Article III A (11) (a) (1) of the 雇主 Benefit Plan provides:

第三条-福利

A. 健康的好处

(11) 一般的除外
(a) In addition to the specific exclusions otherwise contained in the Plan, 以下情况也不提供福利:

1. Cases covered by workers’ compensation laws or employer’s liability acts or services for which an employer is required by law to furnish in whole or in part.

讨论

根据雇主福利计划第II A(1)条, 原告, 积极的雇员, is eligible for health benefits coverage by the Respondent.
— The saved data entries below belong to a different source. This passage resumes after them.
PR #376, opened 2024-10-29
Added namespacedScope value to the helm chart

qurname2:
For use cases when we have several YT clusters within one k8s cluster and would like to deploy one yt-operator per each YT cluster, we have to make ValidatingWebhookConfiguration watch only a namespace where YT and operator are deployed.
If the namespaceScoped variable is true, WATCH_NAMESPACE will be equal to the namespace where the operator is deployed and where Ytsaurus and/or remote resources are placed. The same logic is applied for namespaceSelector in ValidatingWebhookConfiguration.


kruftik (approved):

koct9i (approved):
LGTM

Article III A (11) of the Plan outlines general exclusions, one of which is “cases covered by worker’s compensation laws or 雇主’s liability acts or services which an 雇主 is required by law to furnish in whole or in part.“然而, there is no evidence that 原告 received a worker’s compensation award or agreed to settle a worker’s compensation claim.

As 原告’s July 1984 medical treatment for his back did not meet the criteria for consideration as a workers’ compensation case because the two year statute of limitations had expired, the Trustees find that it cannot be considered a “case covered by worker’s compensation” within the meaning of Article III A (11). The Trustees therefore conclude that the Respondent is responsible for payment of medical bills incurred by 原告 in July 1984.

受托人的意见

The Respondent is responsible for payment of 原告’s medical bills incurred in July 1984.